Владимир Кашин - Тени над Латорицей (Справедливость - мое ремесло - 3)
Виталий стоял взъерошенный, растерянный, с умоляющим лицом.
- Я не хотел... Я не думал, что она это сделает... Собственно, у меня завтра концерт. Я здесь на гастролях с Москонцертом... Я, честное слово, не знал... Очень прошу, не сообщайте дирекции!
- Вы давно знакомы? - спросил Виталия милиционер.
Таня, уже опомнившись, предупредила ответ:
- Это мой друг детства. Мы здесь случайно встретились. Мы хотели посидеть вечером, заказали ужин в номер... Разве нельзя?! Вдруг мне приказали выйти. Мне - приказали, понимаете? Я не привыкла, чтоб меня выгоняли. Я просто из принципа хотела вернуться! - Девушка торопилась, захлебываясь слезами, накручивая на палец измятый, испачканный тушью от ресниц платочек. - Из принципа!.. Через час я все равно ушла бы отсюда...
Прическа у нее вконец растрепалась, плечи были напряженно подняты, она не знала, что еще добавить, чтобы ее поняли, чтобы ей поверили и чтобы поскорее окончился весь этот кошмар.
В холле толпились любопытные. Старик, первым заметивший Таню на стене и очень этим гордившийся, громко возмущался:
- Вот она, молодежь, по окнам лазит! Видали мы таких! Ишь какая гастролерша!..
Милиционер проверил Танин паспорт.
- Почему вы сейчас в Ужгороде, если прописаны в Киеве, Красовская? Что здесь делаете? - спросил он девушку.
- Я проездом...
- Я же говорил - гастролерша! - хмыкнул старик. - От таких все беды и несчастья! Не верю я ей. И вы не верьте, товарищ милиционер! Видите, какая расфуфыренная да размалеванная! А как нагло смотрит - на все ей начхать! Нахалка!
- А вы не оскорбляйте! - возмутилась Таня. - Никто вам не давал права меня оскорблять!
Милиционер подошел к телефону и вызвал машину.
- Придется проехать со мной в отделение, - сказал он Тане. - И вам, молодой человек, и вам, - обернулся он к старику.
- Я не поеду, - содрогнулась девушка.
- Это уже от вас не зависит, - нахмурился милиционер. - Поедете туда, куда надо. Если документы ваши в порядке, то вас, возможно, и отпустят. Но думаю, что придется заплатить штраф за нарушение общественного порядка. Это в лучшем случае. В худшем - можете получить пятнадцать суток...

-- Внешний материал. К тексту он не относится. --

PR #12402, opened 2021-11-19
feat: Make it easier to see the relevant part of InternalServerError

### LINKED ISSUE #9493: Make it easier to see the relevant part of a navigation error
When navigating to a view that throws an exception in its constructor, I'm presented with a basic HTML page that shows the exception message (and also the stacktrace if production mode is not enabled).

Screenshot 2020-11-25 at 13 24 05

An experienced developer looking at this message probably knows that the most relevant piece of information is the last part of the stacktrace and the end of the error message. A less experienced developer might not be aware of this gotcha and instead focus on the beginning of the message that conveys little useful information (e.g. `Error creating bean with name 'com.example.application.views.helloworld.HelloWorldView'`).

One suggestion for how to make the message easier to understand is to bold the last segment of the message to make it stand out.

Screenshot 2020-11-25 at 13 25 37

tarekoraby:
Fixes #9493

### DIFF
--- a/flow-server/src/main/java/com/vaadin/flow/router/InternalServerError.java
+++ b/flow-server/src/main/java/com/vaadin/flow/router/InternalServerError.java
@@ -49,17 +49,17 @@ public class InternalServerError extends Component
     public int setErrorParameter(BeforeEnterEvent event,
             ErrorParameter<Exception> parameter) {
         String exceptionText;
-        String errorTextStem =
-                "There was an exception while trying to navigate to '%s'";
+        String errorTextStem = "There was an exception while trying to navigate to '%s'";
         String rootCause = getRootCause(parameter);
-        boolean isRootCauseAvailable = rootCause != null && !rootCause.isEmpty();
+        boolean isRootCauseAvailable = rootCause != null
+                && !rootCause.isEmpty();
         if (isRootCauseAvailable) {
-            exceptionText = String.format(errorTextStem
-                            + " with the root cause '%s'",
+            exceptionText = String.format(
+                    errorTextStem + " with the root cause '%s'",
                     event.getLocation().getPath(), rootCause);
         } else if (parameter!= null && parameter.hasCustomMessage()) {
-            exceptionText = String.format(errorTextStem
-                            + " with the exception message '%s'",
+            exceptionText = String.format(
+                    errorTextStem + " with the exception message '%s'",
                     event.getLocation().getPath(),
                     parameter.getCustomMessage());
         } else {
@@ -89,8 +89,7 @@ public class InternalServerError extends Component
     }
 
     private void reportException(Exception exception, String path,
-                                 String exceptionText,
-                                 boolean isRootCauseAvailable) {
+            String exceptionText, boolean isRootCauseAvailable) {
         if (isRootCauseAvailable) {
             getElement()
                     .appendChild(ElementFactory.createHeading3(exceptionText));
--- a/flow-server/src/main/java/com/vaadin/flow/router/InternalServerError.java
+++ b/flow-server/src/main/java/com/vaadin/flow/router/InternalServerError.java
@@ -49,7 +49,17 @@ public class InternalServerError extends Component
     public int setErrorParameter(BeforeEnterEvent event,
             ErrorParameter<Exception> parameter) {
         String exceptionText;
-        if (parameter.hasCustomMessage()) {
+        boolean isRootCauseAvailable = false;
+        String rootCause = getRootCause(parameter);
+
+        if (rootCause != null && !rootCause.isEmpty()) {
+            isRootCauseAvailable = true;
+            exceptionText = String.format(
+                    "There was an exception while trying to navigate to '%s'"
+                            + " with the root cause '%s'",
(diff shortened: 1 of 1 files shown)


flow-server/src/main/java/com/vaadin/flow/router/InternalServerError.java
```diff
@@ -49,7 +49,17 @@
     public int setErrorParameter(BeforeEnterEvent event,
             ErrorParameter<Exception> parameter) {
         String exceptionText;
-        if (parameter.hasCustomMessage()) {
+        boolean isRootCauseAvailable = false;
+        String rootCause = getRootCause(parameter);
+
+        if (rootCause != null && !rootCause.isEmpty()) {
+            isRootCauseAvailable = true;
```
joheriks, line 58:
```suggestion
        String rootCause = getRootCause(parameter);
        boolean isRootCauseAvailable = rootCause != null && !rootCause.isEmpty();
        if (isRootCauseAvailable) {
```

flow-server/src/main/java/com/vaadin/flow/router/InternalServerError.java
```diff
@@ -137,6 +152,29 @@ private void checkLogBinding() {
...
+        if (cause.getCause() == null) {
+            return cause.toString();
+        } else {
+            if (availableRecursiveLevels < 1) {
+                return null;
+            }
+            return doGetRootCause(cause.getCause(), --availableRecursiveLevels);
+        }
+    }
+
```
joheriks, line 176: I suggest writing this as one method and using iteration rather than (tail) recursion. Secondly, assuming the `availableRecursiveLevels` is there to catch recursive exception (`cause[.getCause()]*==cause`), I think this would be better caught with checking whether the cause in the loop is the original cause. An arbitrary constant like 10 may give an arbitrary root cause in a long recursive exception.

joheriks (changes requested):

flow-server/src/main/java/com/vaadin/flow/router/InternalServerError.java
tarekoraby: > I suggest writing the two methods getRootCause and doGetRootCause as one method and using iteration rather than (tail) recursion. 

Sure, we can do that. But what's the advantage of using iteration over recursion? Is it a functional or aesthetic recommendation?

> An arbitrary constant like 10 may give an arbitrary root cause in a long exception chain (such as a stack overflow).

As it's currently implemented, if the arbitrary constraint (say 10) is met, then `getRootCause()` will return `null`, and the implementation will default to the current output from `parameter.hasCustomMessage()`.

knoobie: This looks rather complicated as a whole; there are a  lot of good "find root cause" "algorithmn" out there - you could get some inspiration from e.g. [Spring](https://github.com/spring-projects/spring-framework/blob/main/spring-core/src/main/java/org/springframework/core/NestedExceptionUtils.java) or [Apache](https://github.com/apache/commons-lang/blob/master/src/main/java/org/apache/commons/lang3/exception/ExceptionUtils.java#L232)

tarekoraby: Thanks @knoobie! I pushed a refactoring based on the Spring implementation. 

The whole thing could be simplified even more if `parameter.hasCustomMessage()` is discarded altogether. I'm unsure though if there is any edge case in which the root cause would be unavailable for some reason. Any thoughts?

knoobie: Thanks for considering! Never say never ;) I would probably check for it, just in case somebody refactores the implementation of no route found to be a specific exception without a cause.

joheriks (changes requested):
In addition to the message addition `"with the root cause"` could we also have an explicit mention in the same string that the full stack trace can be seen in the server log. After this the code also need to be formatted correctly (run `mvn formatter:format` in the `flow` project).

tarekoraby:
Actually, the full exception will continue to be printed under this `h3` element. So then we will have to say something like "see full stack trace below or in the server logs". 
I slightly prefer not to add this extra note as I feel that the stack trace will not be missed (but I have no super-strong objections if you insist on adding it).

joheriks:
> Actually, the full exception will continue to be printed under this `h3` element. So then we will have to say something like "see full stack trace below or in the server logs". I slightly prefer not to add this extra note as I feel that the stack trace will not be missed (but I have no super-strong objections if you insist on adding it).

My main worry was that the beginning of the `<pre>` element could be misunderstood as being the stack trace of the root cause (tempting to copy-paste the `<h3>` line + only the first stack trace believing this to be the root cause into a ticket / chat) without some clear identification what is what. But on second thought the `<h3>` plus the gray background of the section serves to delineate them sufficiently, so I would be okay with this.

Screenshot 2021-11-24 at 15 57 57

(As a separate ticket/PR, a further DX improvement would be to make the stack trace easily copyable via the lower right-hand gizmo).

joheriks (approved):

- А я зачем должен ехать? - запротестовал Виталий. - Я ж не виноват!
- Гражданка Красовская была в вашем номере... И когда ее выпроводили, снова пробралась к вам. Так что вы в первую очередь причастны к этому делу, - объяснил милиционер. - В отделении все выясним.
Старик, счастливый тем, что задержал преступницу - а он был уверен, что Таня преступница, - с радостью согласился прокатиться в милицейской машине. Он был полон энтузиазма, чувство выполненного долга так и распирало его.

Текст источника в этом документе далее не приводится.